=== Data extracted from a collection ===

PR #4993, opened 2021-03-30
Add rel=alternate hreflang links

### LINKED ISSUE #4638: INTL: Add canonical and alternate tags for original and translated posts

devnook:
Fixes #4638


src/site/_includes/components/Meta.js
```diff
@@ -130,6 +135,31 @@ module.exports = (locale, page, collections, renderData = {}) => {
...
+    if (!pageUrl) {
+      return;
+    }
+    const url = pageUrl.startsWith('/i18n/')
+      ? pageUrl.replace(i18nRegex, '')
+      : pageUrl;
+
+    // Find i18n equivalents of the current url and heck if they exist.
+    const langhrefs = i18nLocales
+      .map((locale) => [locale, `/i18n/${locale}${url}`])
```
robdodson, line 148: should this line use `path.join('i18n', locale, url)` to make it a little more resilient? Just in case `locale` or `url` ever changes and no longer has a slash

src/site/_includes/components/Meta.js
```diff
@@ -130,6 +135,31 @@ module.exports = (locale, page, collections, renderData = {}) => {
...
+      .filter((langhref) => findByUrl(langhref[1]))
```
robdodson, line 149: I was a little confused by this because I thought calling `findByUrl` on something that hasn't been translated would either throw an error or return undefined. I didn't realize that Array.filter() coerces undefined to `false`, so it's being used intentionally here.

Would you mind adding a comment above line 149 saying something like "If a translated version of the page does not exist then findByUrl will return undefined which coerces to false and removes the untranslated page from the array. By the end we have an array that only contains translated pages."

robdodson (approved):
LGTM with two small comments.

jpmedley:
@devnook We went to a system some time ago where DevRel submitters merge their own PRs. Feel free to merge this.

robdodson:
@jpmedley before merging she should address the nits in the comments. I think Fri-Mon have been holidays in Zurich though.

PR #5008, opened 2021-03-31
First pass at using strict CSP

adamraine:
Moving https://github.com/GoogleChrome/web.dev/pull/4959 here so we aren't using a fork anymore.

-----

We are working on a new Lighthouse audit to recommend using a strict CSP. It is important to practice what we preach, so this PR aims to introduce a strict CSP to web.dev.

Following our own advice [here](https://web.dev/strict-csp/#step-1:-decide-if-you-need-a-nonce-or-hash-based-csp), CSP hashes seemed like the best approach because web.dev is served statically. There are a few complications, but overall this solution is less destructive than an approach using nonces.


.eleventy.js
```diff
@@ -272,6 +288,13 @@ module.exports = function (config) {
   // Make .yml files work in the _data directory.
   config.addDataExtension('yml', (contents) => yaml.safeLoad(contents));
 
+  // Make CSP hashes accessible to firebase config.
+  if (isProd) {
+    config.on('afterBuild', () => {
+      fs.writeFileSync('script-hash-list.json', JSON.stringify([...hashList]));
```
adamraine, line 294: Could we generate `firebase.json` in this function to eliminate the need for a temporary file and changes to `npm run dev`?

package.json
```diff
@@ -16,7 +16,7 @@
     "debug:test:lib": "TEST_MODE=debug npm-run-all clean rollup --parallel watch:rollup karma",
     "debug:test:unit": "node --inspect-brk ./node_modules/.bin/mocha ./test/unit",
     "deploy": "ELEVENTY_ENV=prod npm run build && node index-algolia.js && firebase deploy --non-interactive",
-    "dev": "npm-run-all clean rollup gulp --parallel watch:rollup watch:eleventy watch:gulp firebase-config start",
+    "dev": "npm-run-all clean rollup gulp eleventy --parallel watch:rollup watch:gulp firebase-config start",
```
adamraine, line 19: Change ensures hashes are generated before they are used in `firebase-config.js`.

package.json
```diff
@@ -68,7 +68,7 @@
     "wicg-inert": "^3.0.1"
   },
   "devDependencies": {
-    "@11ty/eleventy": "^0.11.0",
+    "@11ty/eleventy": "^0.11.1",
```
adamraine, line 71: Need access to `config.on('afterBuild', () => ...)`

src/site/_includes/partials/head.njk
```diff
@@ -32,15 +32,34 @@
...
+  s.src = url;
+  if (type) s.type = type;
+  if (type === 'module') {
+    const pre = document.createElement('link');
+    pre.rel = 'modulepreload';
+    pre.href = url;
+    document.head.appendChild(pre);
+    window.addEventListener('DOMContentLoaded', () => {
+      document.head.appendChild(s);
+    })
```
adamraine, line 47: I was experiencing errors on `/live/`, my hypothesis was that modules are not deferred when they are dynamically loaded like this.

Changing this code to load the modules after `DOMContentLoaded` appears to have fixed the issues.

adamraine (commented):
Moving comments here. Also some Lighthouse performance questions https://github.com/GoogleChrome/web.dev/pull/4959#issuecomment-806182206.

src/site/_includes/partials/head.njk
samthor: That seems right. I'd probably add a comment explaining it since the logic might be confusing to a future reader.

```
{# We use DOMContentLoaded as the loader script is running sync, and inserting a module script here doesn't defer. This brings back normal type="module" behavior. #}
```

src/site/_includes/partials/head.njk
```diff
@@ -32,15 +32,34 @@
 <link rel="icon" type="image/png" sizes="16x16" href="/images/favicon-16x16.png">
 <link rel="apple-touch-icon" sizes="180x180" href="/images/apple-touch-icon.png">
 <link rel="mask-icon" color="#0054ff" href="/images/safari-pinned-tab.svg">
-<script type="module" src="{{ helpers.hashForProd('/js/app.js') }}"></script>
+{% set scriptLoader %}
+function loadScript(url, type) {
+  const s = document.createElement('script');
+  s.src = url;
+  if (type) s.type = type;
```
samthor, line 39: nit: `{}`'s please

src/site/_includes/partials/head.njk
```diff
@@ -32,15 +32,34 @@
...
+  if (type === 'module') {
+    const pre = document.createElement('link');
+    pre.rel = 'modulepreload';
+    pre.href = url;
+    document.head.appendChild(pre);
```
samthor, line 44: nit: you can use `.append` instead of `.appendChild`. (If you're using arrow functions, you can definitely use the more modern append).

.eleventy.js
samthor: We could, but, ordering in build systems like this has always been a pain.

I don't mind your `npm run dev` change. My main thing would be potentially to put this file inside the `dist/` folder, so it's clear it's an intermediate file and not something real that needs to be committed forever.

src/site/_includes/partials/head.njk
```diff
@@ -36,17 +36,20 @@
...
+  if (type) {
+    s.type = type;
+  }
   if (type === 'module') {
     const pre = document.createElement('link');
     pre.rel = 'modulepreload';
     pre.href = url;
-    document.head.appendChild(pre);
+    document.head.append(pre);
+    {# We use DOMContentLoaded as the loader script is running sync, and inserting a module script here doesn't defer. This brings back normal type="module" behavior. #}
```
samthor, line 47: This looks like it shouldn't work because it's in the middle of JS but I guess it does, the `{#` rule wins.

This is a super minor nit but could this be a JS comment, since we're minifying now and it'll be removed at that point? (It might be useful to disable minification in dev... which actually I might suggest.)

samthor (approved):

package.json
adamraine: So it looks like this upgrade is causing issues with `pngquant`
```
[11:49:07] Using gulpfile ~/src/web.dev/gulpfile.js
[11:49:07] Starting 'build'...
[11:49:07] Starting 'copy-global-images'...
[11:49:07] Starting 'copy-misc'...
[11:49:07] Starting 'copy-content-assets'...
[11:49:07] Starting 'copy-fonts'...
[11:49:07] Starting 'sass'...
[11:49:08] Finished 'sass' after 1.1 s
[11:49:08] 'copy-global-images' errored after 1.45 s
[11:49:08] Error in plugin "gulp-imagemin"
Message:
    
Details:
    errno: -2
    code: ENOENT
    syscall: spawn /Users/asraine/src/web.dev/node_modules/pngquant-bin/vendor/pngquant
    path: /Users/asraine/src/web.dev/node_modules/pngquant-bin/vendor/pngquant
    spawnargs: -,--quality,100-100
    stdout: 
    stderr: 
    failed: true
    signal: null
    cmd: /Users/asraine/src/web.dev/node_modules/pngquant-bin/vendor/pngquant - --quality 100-100
    timedOut: false
    killed: false
    fileName: /Users/asraine/src/web.dev/src/images/android-chrome-192x192.png
    domainEmitter: [object Object]
    domainThrown: false

[11:49:08] 'build' errored after 1.46 s
[11:49:08] The following tasks did not complete: copy-misc, copy-content-assets, copy-fonts
[11:49:08] Did you forget to signal async completion?
```
I was using `npm i` to upgrade the package. Is there another way I should be doing it?

robdodson (changes requested):
Just want to make sure I get a chance to review so adding a Request change flag.

package.json
adamraine: I think this was an issue, with how I was bumping the version. https://github.com/GoogleChrome/web.dev/commit/83fd829250eb364d4d73e67ed5ffc571e547722d appears to have fixed this.

package.json
robdodson: note to self: we will have to change this, otherwise it will break eleventy in dev mode (it won't rebuild when you save).

.eleventy.js
```diff
@@ -174,6 +178,16 @@ module.exports = function (config) {
...
+  config.addFilter('minifyJs', minifyJs);
+
+  const hashList = new Set();
+  config.addFilter('cspHash', (raw) => {
+    if (isProd) {
+      const hash = `'sha256-${sha256base64(raw)}'`;
+      hashList.add(hash);
+    }
+    return raw;
+  });
```
robdodson, line 190: Could we move this into its own filter file, similar to the other filters?

src/site/_includes/partials/analytics.njk
```diff
@@ -11,4 +11,5 @@ ga('set', 'anonymizeIp', true);
 ga('set', 'page', window.location.pathname);
 ga('set', '{{ site.analytics.dimensions.TRACKING_VERSION }}', '{{ site.analytics.version}}');
 ga('send', 'pageview');
-</script>
+{% endset %}
+<script>{{ analyticsScript|minifyJs|cspHash|safe }}</script>
```
robdodson, line 15:
```suggestion
<script>{{ analyticsScript | minifyJs | cspHash | safe }}</script>
```

style nit

src/site/_includes/partials/head.njk
```diff
@@ -32,15 +32,37 @@
 <link rel="icon" type="image/png" sizes="16x16" href="/images/favicon-16x16.png">
 <link rel="apple-touch-icon" sizes="180x180" href="/images/apple-touch-icon.png">
 <link rel="mask-icon" color="#0054ff" href="/images/safari-pinned-tab.svg">
-<script type="module" src="{{ helpers.hashForProd('/js/app.js') }}"></script>
+{% set scriptLoader %}
```
robdodson, line 35: It might be good to have a big comment here explaining what is going on and why we're doing it.

src/site/_includes/partials/head.njk
```diff
@@ -32,15 +32,37 @@
...
+  loadScript('{{ helpers.hashForProd('/js/default.js') }}', 'module');
 {% endfor %}
 {% if process.env.ELEVENTY_ENV === 'prod' %}
-  <script async src="https://www.google-analytics.com/analytics.js"></script>
-{% endif %}
\ No newline at end of file
+  loadScript('https://www.google-analytics.com/analytics.js', null);
+{% endif %}
+{% endset %}
+<script>{{ scriptLoader|minifyJs|cspHash|safe }}</script>
```
robdodson, line 68:
```suggestion
<script>{{ scriptLoader | minifyJs | cspHash | safe }}</script>
```

style nit

robdodson (approved):

robdodson:
I left it so the CSP stuff only happens during a prod build. This is because we're currently only doing CSP reporting—we're not actually blocking scripts.

If we switch to blocking scripts then I think it would be good to consider enforcing CSP in dev mode so we don't accidentally ship a CSP breaking change.

robdodson:
ok so like immediately after I wrote this Connor pointed out that it does still console.warn if you've broken CSP in reporting mode—which seems like useful info to have during development! So I've created https://github.com/GoogleChrome/web.dev/pull/5184 to run it in dev.

PR #5013, opened 2021-04-01
[Notification Triggers article] Update article now that the OT is over

tomayac:

- Update article now that the OT is over.


rachelandrew (approved):
lgtm :)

=== AIM OF THE TASK ===
Lines with the string "window": say how many appear in the entries above, giving the number alone.

=== RESULT ===
2